### Data

· · · · · · ·

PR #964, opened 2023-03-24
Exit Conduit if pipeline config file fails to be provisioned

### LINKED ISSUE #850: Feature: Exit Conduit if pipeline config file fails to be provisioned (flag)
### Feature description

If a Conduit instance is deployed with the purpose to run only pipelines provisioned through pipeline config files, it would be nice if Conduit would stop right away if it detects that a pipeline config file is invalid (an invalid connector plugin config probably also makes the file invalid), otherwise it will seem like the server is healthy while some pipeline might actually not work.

· · · · · · ·

### Exercise objective
Copy here each line of the preceding records with "Conduit" in it.

### Answer to this task
Exit Conduit if pipeline config file fails to be provisioned
### LINKED ISSUE #850: Feature: Exit Conduit if pipeline config file fails to be provisioned (flag)
If a Conduit instance is deployed with the purpose to run only pipelines provisioned through pipeline config files, it would be nice if Conduit would stop right away if it detects that a pipeline config file is invalid (an invalid connector plugin config probably also makes the file invalid), otherwise it will seem like the server is healthy while some pipeline might actually not work.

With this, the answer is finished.